* [Work instruction]
Set down the line that has "let abi_return_type = gen.return_sig(&signature);" and each line beneath it, through the last line of the entries, exactly and with no others.

[Collected data entries]
Segment Open
Issue #1699, opened 2022-04-18
[Q&A] Is it possible to target `edition=2018` instead?


Byron:
When integrating `gitoxide` with other packages, some of them set a minimum supported rust version (MSRV), which may also constrain the maximum supported edition. However, when integrating with `vergen` in particular this now fails only for the reason of requiring [a higher edition in `windows` than is supported](https://github.com/Byron/vergen/runs/6058258829?check_suite_focus=true#step:12:19) by their MSRV.

Currently the `windows` crates require `edition = 2021` and I wonder if it's technically possible to switch them to edition 2018, maybe because no features that would require edition 2021 are actually used.

If edition 2021 is indeed required, this issue can be closed. Otherwise I think there is value in supporting a lower edition for greater compatibility.

_Note that `gitoxide` was setting higher editions and the latest compiler features for no other reason except for 'novelty', but learned why that would be undesirable when integrating with `vergen`. That's the only reason I post this issue here, there might be a chance :)._

kennykerr:
So yes, I think it might be possible to use 2018 instead. I switched to 2021 because it simplified a few things and because [the docs indicate that interop is seamless](https://doc.rust-lang.org/stable/edition-guide/editions/index.html). Having switched, I'm not sure what impact it would have to switch back... I'm guessing it will be just as seamless. 😄

riverar:
I think the real issue here is that the pipeline in question is using a version of rustc that falls below MSRV. https://github.com/Byron/vergen/runs/6058258829?check_suite_focus=true#step:10:31

Think once that's fixed on the vergen side, everything will be good to go. Will close this as there are no changes to be made to the windows crate, but feel free to re-open if I missed something.

Byron:
Thanks for your responses, let me summarize what I understand.

1. it would indeed be possible to switch back to edition 2018, even though there are concerns about downstream breakage.
2. everyone is expected to use the latest compiler so that markers for editions are understood. Using an older Rust compiler to verify the MSRV like `vergen` does is a bug to be fixed.

Regarding 1) and the concern of breakage when switching to 2018, it's my experience that switching back to older editions is never a problem as backwards compatibility is always maintained. From my experience, breakage when doing that is not a concern. From my interactions with the cargo team I myself trust in this assumption.

As I am not an authority in the matter at all let me share some information I gathered while researching point 2 to work up towards my conclusion.

[...]

PR #1706, opened 2022-04-19
Undo Rust 2021 adoption

kennykerr:
[Adopting Rust 2021](https://github.com/microsoft/windows-rs/pull/1636) had some unintended consequences. Turns outs it's [not quite as seamless](https://github.com/microsoft/windows-rs/issues/1699#issuecomment-1101667920) as [is claimed](https://doc.rust-lang.org/stable/edition-guide/editions/index.html). 

This update just reverts to 2018 so that we can continue to support `windows-sys` on 1.46 rather than forcing it artificially to 1.56 just to satisfy Cargo.

### DIFF
--- a/.github/workflows/build.yml
+++ b/.github/workflows/build.yml
@@ -49,7 +49,7 @@ jobs:
     runs-on: windows-2019
     strategy:
       matrix:
-        rust: [1.56.0, stable, nightly]
+        rust: [1.46.0, stable, nightly]
     steps:
     - name: Checkout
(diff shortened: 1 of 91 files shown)


rylev:
Is the minimum support Rust version (MSRV) documented anywhere?

kennykerr:
The `rust-version` is set in in Cargo.toml (and verified by the CI build). Be nice if crates.io displayed that info under "Metadata".

PR #1709, opened 2022-04-21
Remove redundant warning suppression

### LINKED ISSUE #1707: Remove redundant warning suppression
Generated modules include redundant warning suppression.

kennykerr:
This will need some more work for WinRT components, but I think this is generally an improvement over blindly suppressing warnings all over the place. I'm just shooting for clean builds with warnings allowed centrally, but this opens the door for code gen improvements as it's much easier to selectively disallow warnings and improve code gen as needed. 

Fixes #1707


.github/workflows/build.yml
```diff
@@ -70,7 +70,7 @@ jobs:
     - name: Update toolchain
       run: rustup update --no-self-update ${{ matrix.rust }} && rustup default ${{ matrix.rust }}
     - name: Run cargo check
-      run: cargo check -p windows
+      run: cargo check -p windows --features Foundation,Win32_Foundation,Win32_Graphics_Direct2D
```
kennykerr, line 73: Unfortunately, we can't test `--all-features` as we do for `windows-sys` due to build server limitations (and a very greedy compiler) but at least this adds a bit more smoke testing for some common type system patterns that we can validate on the MSRV.

PR #1717, opened 2022-04-26
Version 0.36.0

kennykerr:


kennykerr:
Looks like something may have regressed in the nightly Rust compiler that has broken both open PRs (#1713 & #1717). 

Unfortunately, these tests are only supported on nightly at the moment so we're stuck. 😬

PR #1722, opened 2022-04-27
Make target crates `no_std`

ChrisDenton:
This allows them to build if the standard library is not present.


kennykerr (approved):
Thanks!

PR #1724, opened 2022-04-28
Correct `compose` offset in `implement` macro

kennykerr:
This affects only Xaml - I have updated the Xaml sample to trigger the offset calculation. 

Once authoring support is further along (#1094), we should add a composition test to the `test_component` to validate this as well.


riverar (approved):
Thanks!

Issue #2296, opened 2023-01-20
Bug: README no longer links to API docs


Ben-Lichtman:
### Which crate is this about?

windows, windows-sys

### Crate version

master

### Summary

The README used to link to the (full) API docs so they were relatively easy to reach (ie https://microsoft.github.io/windows-docs-rs/doc/windows/), now they are nowhere.

Please could these links be restored to the readme? Thanks

### Expected behavior

See the links to the docs

### Actual behavior

No links to the docs

kennykerr:
The readme is used to build the readme for the crates. For example, here's the [windows-sys](https://crates.io/crates/windows-sys) crate where you can see both the readme content as well as the doc link on the right. I find this a little simpler and less confusing as I don't have to worry about the doc links pointing at the wrong version of the docs. In general, the most reliable way to find the docs for a given crate is to use the documentation link on https://crates.io/.

Another approach would be to have dedicated readme pages for the respective crates, but that's a bit more work that I've not got around to yet.

Ben-Lichtman:
I do like that. My usual flow for looking up docs is to go to docs.rs/cratename.

For the windows crate I would go from the docs.rs -> click the link to the git repo -> click the docs link on the repo.

Maybe there is some way to link to the docs from docs.rs also to avoid this problem?

ChrisDenton:
It seems like this could be changed to point to the full docs https://github.com/microsoft/windows-rs/blob/e06dc97e00f15fddbf9685c02b2b28d17fa466f7/crates/libs/windows/src/lib.rs#L1-L3

But the problem is the same wording will be used for both the stub docs and the full docs. This could perhaps be finessed with the right wording. Failing that a `#[cfg(docsrs)]` (see https://docs.rs/about/builds) could be used to change the docs depending on who is building it.

riverar:
The documentation Microsoft hosts is typically only applicable to the latest version so linking it to any crate directly may cause more confusion.

Perhaps until the docs.rs/windows connundrum is solved, you could just add a browser favorite. And maybe we can add a link to the Getting Started page.

kennykerr:
https://kennykerr.ca/rust-getting-started/how-to-find-api.html

kennykerr:
@ChrisDenton I've run out of steam trying to get docs.rs to handle the windows crate. Feel free to see what you can come up with.

ChrisDenton:
[...]

PR #2297, opened 2023-01-20
Add link from docs.rs to full API documentation

ChrisDenton:
This attempts to help with discovery for people who find Rust documentation directly via docs.rs and not the crates.io readme. The wording chosen hopefully makes it clear that it's not necessarily the same version as the doc.rs page (note that old versions on crates.io have the same issue). I guess we could have something about building old docs locally for that case but that's probably better left to the FAQ if it's desired.

The docs.rs documentation can be generated locally by setting `$env:RUSTDOCFLAGS = "--cfg docsrs"`. Though obviously testing properly would require actually publishing it, unfortunately.

Fixes: #2296

### DIFF
--- a/crates/libs/windows/Cargo.toml
+++ b/crates/libs/windows/Cargo.toml
@@ -14,6 +14,7 @@ rust-version = "1.64"
 [package.metadata.docs.rs]
 default-target = "x86_64-pc-windows-msvc"
 targets = []
+rustc-args = ["--cfg", "docsrs"]
 
 [target.'cfg(not(windows_raw_dylib))'.dependencies]
 windows-targets = { path = "../targets",  version = "0.42.1" }
--- a/crates/libs/windows/src/lib.rs
+++ b/crates/libs/windows/src/lib.rs
@@ -1,3 +1,5 @@
+#![cfg_attr(docsrs, doc = "This is a stub. The latest API documentation is here: <https://microsoft.github.io/windows-docs-rs/>")]
+#![cfg_attr(docsrs, doc = "")]
 /*!
 Learn more about Rust for Windows here: <https://github.com/microsoft/windows-rs>
 */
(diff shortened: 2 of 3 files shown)


crates/libs/windows/src/lib.rs
```diff
@@ -1,3 +1,5 @@
+#![cfg_attr(docsrs, doc = "This is a stub. The latest API documentation is here: <https://microsoft.github.io/windows-docs-rs/>")]
+#![cfg_attr(docsrs, doc = "")]
 /*!
 Learn more about Rust for Windows here: <https://github.com/microsoft/windows-rs>
 */
```
kennykerr, line 5:
```suggestion
/*!
This is a stub. The latest API documentation is here: <https://microsoft.github.io/windows-docs-rs/>

Learn more about Rust for Windows here: <https://github.com/microsoft/windows-rs>
*/
```

Thanks Chris, I think the same effect can be achieved without messing with docsrs flags/attributes. No?

ChrisDenton: Sure. But wouldn't that also affect the docs generated for microsoft.github.io? Which is not a stub.

kennykerr: Oh, got it. 😊

kennykerr (approved):

crates/libs/windows/Cargo.toml
```diff
@@ -14,6 +14,7 @@ rust-version = "1.64"
 [package.metadata.docs.rs]
 default-target = "x86_64-pc-windows-msvc"
 targets = []
+rustc-args = ["--cfg", "docsrs"]
```
Nemo157, line 17: `rustc-args` don't apply to the doc-generation step but to the check/proc-macro builds of all the dependencies. This should be `rustdoc-args`.

ChrisDenton: Yeah, I just figured that. Btw, maybe the [cross-compiling](https://docs.rs/about/builds#cross-compiling) section should mention this?

Nemo157: Yep https://github.com/rust-lang/docs.rs/issues/2284

ChrisDenton: Thanks!

PR #2303, opened 2023-01-24
Fix test component re-build reliability

kennykerr:
The build script wasn't reliably detecting when the MIDL compiler failed, leading cargo to cache the last successful result and seemingly ignoring IDL changes.


riverar (approved):
Great to see midlrt errors in stdout/err now too.

PR #2308, opened 2023-01-25
Update Win32 metadata to version 41.0.25

kennykerr:
The changes in the `windows-sys` crate are due to reserved parameters now being treated as input parameters, thus not requiring mutability. The remaining changes (to both crates) stem from improvements and additions to the Win32 metadata. 

https://github.com/microsoft/win32metadata/releases/tag/v41.0.25-preview


riverar:
If this isn't urgent, we might want to wait for https://github.com/microsoft/win32metadata/issues/1288 to get added. This will create a large amount of additional reserved parameter metadata causing you to do this again.

kennykerr:
Happy to wait if that will be landing relatively soon.

PR #2312, opened 2023-01-27
Add `raw-dylib` testing with `nightly-i686-pc-windows-gnu`

kennykerr:
This should now work thanks to https://github.com/rust-lang/rust/issues/104453 being closed.

### DIFF
--- a/.github/workflows/raw_dylib.yml
+++ b/.github/workflows/raw_dylib.yml
@@ -20,6 +20,7 @@ jobs:
           - target: x86_64-pc-windows-msvc
           - target: i686-pc-windows-msvc
           - target: x86_64-pc-windows-gnu
+          - target: i686-pc-windows-gnu
     steps:
       - name: Checkout
         uses: actions/checkout@v3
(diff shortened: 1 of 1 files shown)


kennykerr:
Hmm, seems something is still not working with `raw-dylib` on `nightly-i686-pc-windows-gnu`.

wesleywiser:
@kennykerr You might want to retry this with the latest nightly build now that https://github.com/rust-lang/rust/pull/107360 has landed.

kennykerr:
@wesleywiser I reran but it still fails with the same error.

kennykerr:
@dpaoliello suggested it might be https://github.com/rust-lang/rust/issues/99534

mati865:
DLL mismatch wouldn't cause `error adding symbols: File format not recognized` error.

riverar:
I have never been successful with the self-contained GNU tools that ships with the tier 1 GNU targets. Switched to using the external tooling.

kennykerr:
Thanks @riverar!

PR #2322, opened 2023-02-03
Update Win32 metadata

kennykerr:
More info here: https://github.com/microsoft/win32metadata/releases/tag/v41.0.25-preview


matteomeli:
How would an implementation make use of the AgilitySDK for DirectX12 using windows-rs since this merge? 

Does the user need to anything else, in particular are any of the steps mentioned in https://devblogs.microsoft.com/directx/gettingstarted-dx12agility/ needed on the client application side to make sure the AgilitySDK is used?

kennykerr:
You may want to ask the folks on this PR: https://github.com/microsoft/win32metadata/pull/1445

Issue #2327, opened 2023-02-05
Bug: cross compilation with the GNU toolchain doesn't work for static libs with custom StaticLibraryAttribute


wravery:
### Which crate is this about?

other (please share in the comments)

### Crate version

0.44.0

### Summary

If you use a custom winmd generated with the `StaticLibrary` attribute, indicating a preferred static library along with a DLL, `windows-bindgen` can generate a static `#[link]` attribute pointing to that static library. However, this only works when building on Windows, with the MSVC toolchain. If you try to cross-compile from another host or opt-in to the GNU toolchain from Windows, it doesn't know how to link the static library. It can only handle linking against DLLs.

### Toolchain version/configuration

Default host: x86_64-pc-windows-msvc
rustup home:  C:\Users\wrave\.rustup

installed toolchains
--------------------

stable-x86_64-pc-windows-msvc (default)
beta-x86_64-pc-windows-msvc
nightly-x86_64-pc-windows-msvc

installed targets for active toolchain
--------------------------------------

aarch64-pc-windows-msvc
i686-pc-windows-msvc
wasm32-unknown-unknown
x86_64-pc-windows-gnu
x86_64-pc-windows-msvc

active toolchain
----------------

stable-x86_64-pc-windows-msvc (default)
rustc 1.67.0 (fc594f156 2023-01-24)

### Reproducible example

```rust
I worked around this in https://github.com/wravery/webview2-rs by patching the output of windows-bindgen to support cross-compilation: [webview2-com-sys](https://github.com/wravery/webview2-rs/blob/1861c1583c0d9f606484b17b4b1d397a8f8957d4/crates/bindings/build.rs#L390).

To reproduce this issue, you could turn it into a no-op that just returns Ok(bindings).
```

### Expected behavior

The output of `windows-bindgen` should cross-compile with the GNU toolchain.

### Actual behavior

Without the patching function in build.rs, the `#[link]` attributes all look like this:

```rust
#[link(name = "WebView2LoaderStatic", kind = "static")]
```

This works perfectly for MSVC, but it breaks with the GNU toolchain.

### Additional comments

I'm about to publish a PR with a fix, I'm just filling in background information here.

riverar:
Hey @wravery! Can you provide a bit more detail on what you're seeing in terms of errors when it comes to static libs?

I created a repro crate that compiles successfully and demonstrates
* creating metadata w/ static lib attributes
* generating bindings using metadata
* creating a static lib (using gnu tooling)
[...]

PR #2328, opened 2023-02-05
Fallback to dynamic linking for GNU toolchain

wravery:
If you use a custom winmd generated with the `StaticLibrary` attribute, indicating a preferred static library along with a DLL, `windows-bindgen` can generate a static `#[link]` attribute pointing to that static library. However, this only works when building on Windows, with the MSVC toolchain. If you try to cross-compile from another host or opt-in to the GNU toolchain from Windows, it doesn't know how to link the static library. It can only handle linking against DLLs.

This change is adapted from a patch method I used in [webview2-com-sys](https://github.com/wravery/webview2-rs/blob/1861c1583c0d9f606484b17b4b1d397a8f8957d4/crates/bindings/build.rs#L390) to support cross-compilation. It uses `#[cfg_attr]` to conditionally link against either the static library or the DLL depending on the target toolchain.

The output of the patch in `webview2-com-sys` looks like this:

```rust
    #[cfg_attr(
        target_env = "msvc",
        link(name = "WebView2LoaderStatic", kind = "static")
    )]
    #[cfg_attr(not(target_env = "msvc"), link(name = "WebView2Loader"))]
```

With this change in `windows-bindgen`, it looks like this:

```rust
    #[cfg_attr(
        target_env = "msvc",
        link(name = "WebView2LoaderStatic", kind = "static")
    )]
    #[cfg_attr(not(target_env = "msvc"), link(name = "webview2loader"))]
```

The only difference between my custom patch and the updated `windows-bindgen` output is the case of the DLL name.

Fixes: #2327

### DIFF
--- a/crates/libs/bindgen/src/functions.rs
+++ b/crates/libs/bindgen/src/functions.rs
@@ -55,14 +55,7 @@ fn gen_win_function(gen: &Gen, def: MethodDef) -> TokenStream {
     let extern_abi = gen.reader.method_def_extern_abi(def);
     let abi_return_type = gen.return_sig(&signature);
 
-    let link = if let Some(link) = gen.reader.method_def_static_lib(def) {
-        quote! {
-            #[link(name = #link, kind = "static")]
-            extern #extern_abi {
-                fn #name(#(#abi_params),*) #abi_return_type;
-            }
-        }
-    } else {
+    let link = {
Segment Closed
* [Task response]
     let abi_return_type = gen.return_sig(&signature);
 
-    let link = if let Some(link) = gen.reader.method_def_static_lib(def) {
-        quote! {
-            #[link(name = #link, kind = "static")]
-            extern #extern_abi {
-                fn #name(#(#abi_params),*) #abi_return_type;
-            }
-        }
-    } else {
+    let link = {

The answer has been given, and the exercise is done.